Andrzej Duda

i

Autor: STANISLAW KOWALCZUK

Wzrasta renta socjalna. Główny postulat niepełnosprawnych nadal niespełniony

2018-05-15 11:48

Renta socjalna została podniesiona do kwoty najniższej renty z tytułu całkowitej niezdolności do pracy. To efekt nowelizacji ustawy, którą podpisał prezydent Andrzej Duda. Tym samym renta socjalna wzrośnie z 865,03 zł do 1029,80 zł. Choć w życie wchodzi też druga ustawa o szczególnych uprawnienia medycznych dla osób ze znaczną niepełnosprawnością, to rząd Prawa i Sprawiedliwości nadal nie spełnił podstawowego postulatu protestujących w Sejmie osób niepełnosprawnych i ich opiekunów. Protest trwa od 18 kwietnia.

Ustawę o podniesieniu renty socjalnej przygotowało Ministerstwo Rodziny, Pracy i Polityki Społecznej. Pomoc przysługuje osobie pełnoletniej, całkowicie niezdolnej do pracy z powodu naruszenia sprawności organizmu, które powstało: przed ukończeniem 18. roku życia, w trakcie nauki w szkole lub w szkole wyższej - przed ukończeniem 25. roku życia, w trakcie studiów doktoranckich lub aspirantury naukowej.

Zobacz też: Tak zdzierają z nas za benzynę. Zarabiamy więcej niż Rosjanie, a możemy kupić mniej paliwa

Z danych ZUS wynika, że rentę socjalną pobiera 280 tys. osób (stan na marzec 2018 r.).
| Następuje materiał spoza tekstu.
PR #707, opened 2017-07-28
expect in bgSync tests

### LINKED ISSUE #705: workbox-background-sync tests are not consistent with all other packages
All packages in this monorepo follow a similar BDD style for mocha tests, with the exception of workbox-background-sync (as discussed in #690). Here are the differences I think should be fixed for the sake of consistency:

- We should use `expect()` instead of `chai.assert()` everywhere.
- We should follow the convention of starting `it()` blocks with a description that reads logically (e.g. `it('should push entries onto the queue')` rather than `it('test push')`.

prateekbh:
R: @philipwalton 

Fixes #705 

Adding expect and removing chai.assert in tests of background sync queue.


packages/workbox-background-sync/test/browser/background-sync-queue-plugin.js
```diff
@@ -12,19 +12,19 @@
  */
 
 /* eslint-env mocha, browser */
-/* global chai, workbox */
+/* global expect, workbox */
```
philipwalton: `expect` is in the project [ESLint config](https://github.com/GoogleChrome/workbox/blob/master/.eslintrc.js#L27), so it doesn't need to go here (or in any of the other test files).

packages/workbox-background-sync/test/browser/background-sync-queue-plugin.js
```diff
@@ -12,19 +12,19 @@
...
 
 'use strict';
 
 describe('background-sync-queue-plugin test', () => {
```
philipwalton: You probably shouldn't have the word "test" here. `describe` is supposed to describe the functionality of the module being tested, not the test itself.

packages/workbox-background-sync/test/browser/background-sync-queue.js
```diff
@@ -57,60 +57,65 @@ describe('background sync queue test', () => {
     await backgroundSyncQueue.cleanupQueue();
   });
 
-  it('check defaults', () => {
+  it('should get default values if nothing is given in constructor', () => {
```
philipwalton: It's not clear to me from this `describe`/`it` block what this testing.

I prefer to nest tests as @jeffposnick described in https://github.com/GoogleChrome/workbox/issues/705#issuecomment-318675972. Here's what I'd do in this case:

```js

describe(`BackgroundSyncQueue`, function() {
  describe(`constructor`, function() {
    it(`should use default values when nothing is passed`, function() {
      // ...
    });
  });

  describe(`someOtherMethod`, function() {
    it(`should do something the method does`, function() {
      // ...
    });
  });
});
```

packages/workbox-background-sync/test/browser/background-sync-queue.js
```diff
@@ -57,60 +57,65 @@ describe('background sync queue test', () => {
...
-      workbox.backgroundSync.test.Constants.defaultQueueName + '_1');
-    chai.assert.equal(defaultsBackgroundSyncQueue._queue._config.maxAge,
-      workbox.backgroundSync.test.Constants.maxAge);
-    chai.assert.equal(
-      JSON.stringify(
-        defaultsBackgroundSyncQueue._requestManager._globalCallbacks),
-      JSON.stringify({}));
+    expect(defaultsBackgroundSyncQueue._queue).to.be.an('object');
+    expect(defaultsBackgroundSyncQueue._requestManager).to.be.an('object');
+    expect(defaultsBackgroundSyncQueue._queue._queueName).to.be
```
philipwalton: Use `to.equal()` instead of `to.be.equal()` (here and throughout) as the latter doesn't read well.

packages/workbox-background-sync/test/browser/background-sync-queue.js
```diff
@@ -57,60 +57,65 @@ describe('background sync queue test', () => {
...
+    await backgroundSyncQueue.pushIntoQueue(
+        {request: new Request('/__echo/counter')});
+    await backgroundSyncQueue.pushIntoQueue(
+        {request: new Request('/__test/404')});
     try {
       await backgroundSyncQueue.replayRequests();
       throw new Error('Replay should have failed because of invalid URL');
     } catch (err) {
-      chai.assert.equal(404, err[0].status);
+      expect(404).to.be.equal(err[0].status);
```
philipwalton: `expect` comparisons should compare the expected result with the actual result, so this should be reversed.

```js
expect(err[0].status).to.equal(404);
```

packages/workbox-background-sync/test/browser/request-queue.js
```diff
@@ -30,62 +30,62 @@ describe('request-queue tests', () => {
...
 
-    chai.assert.isString(hash);
-    chai.assert.equal(queue._queue.length, queueLength + 1);
+    expect(hash).to.be.a('string');
+    expect(queue._queue.length).to.be.equal(queueLength + 1);
 
-    chai.assert(callbacks.requestWillEnqueue.calledOnce);
-    chai.assert(callbacks.requestWillEnqueue.calledWith(
-        sinon.match.has('request')));
+    expect(callbacks.requestWillEnqueue.calledOnce).to.be.true;
```
philipwalton: Hmm, minor nit, but it's unfortunate that the sinon assertion-style "called" properties don't read well with expect-style tests.

I'd use `to.be.ok` instead of `to.be.true` here and in the line below.

philipwalton:
Thanks for doing this! I made comments inline, but my other primary comment is we should probably hold off on merging this until #690 is merged, which makes some general test consistency changes that these changes should also follow.

It might be worth checking out the background sync changes in that PR to see what's coming.

packages/workbox-background-sync/test/browser/background-sync-queue.js
prateekbh: I see how that is making everything simpler, but that might block the fixes/ feature request for a longer time, can we skip this part and do it gradually instead?

philipwalton: Fine with me to do it gradually. I was mainly just showing how I like to structure my unit tests to more easily ensure the full public API space is covered.

prateekbh:
@philipwalton I have merged master with this and resolved conflicts..

packages/workbox-background-sync/test/browser/background-sync-queue-plugin.js
```diff
@@ -14,14 +14,15 @@
 */
 
 /* eslint-env mocha, browser */
-/* global chai */
+/* global workbox */
```
gauntface: This isn't needed.

packages/workbox-background-sync/test/browser/queue-utils.js
```diff
@@ -14,13 +14,13 @@
 */
 
 /* eslint-env mocha, browser */
-/* global chai */
+/* global workbox */
```
gauntface: Not needed. Workbox is not called anywhere in this code.

packages/workbox-background-sync/test/browser/request-manager.js
```diff
@@ -14,15 +14,15 @@
 */
 
 /* eslint-env mocha, browser */
-/* global chai */
+/* global sinon, workbox */
```
gauntface: Sinon should not be needed with the work to move everything into a single eslint file.

packages/workbox-background-sync/test/browser/response-manager.js
```diff
@@ -14,25 +14,27 @@
 */
 
 /* eslint-env mocha, browser */
-/* global chai */
+/* global workbox */
```
gauntface: Please delete.

jeffposnick:
👍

Nowelizacja ustawy to wydatek dla budżetu rzędu ok. 45 mln zł miesięcznie, czyli ponad pół miliarda złotych rocznie. Nowe przepisy mają wejść w życie 1 września 2018 r., wówczas podwyższona renta zostanie wypłacona z wyrównaniem od 1 czerwca 2018 r. - podaje PAP.

Zrównanie renty socjalnej z kwotą najniższej renty z tytułu całkowitej niezdolności do pracy to jeden z postulatów protestujących w Sejmie, ale nie podstawowy. - Walczymy o pierwszy postulat, o dodatek na życie w kwocie 500 zł dla osób niepełnosprawnych, niezdolnych do samodzielnej egzystencji - mówi cytowana przez media liderka protestu Iwona Hartwich z Komitetu Protestacyjnego Rodziców Osób Niepełnosprawnych.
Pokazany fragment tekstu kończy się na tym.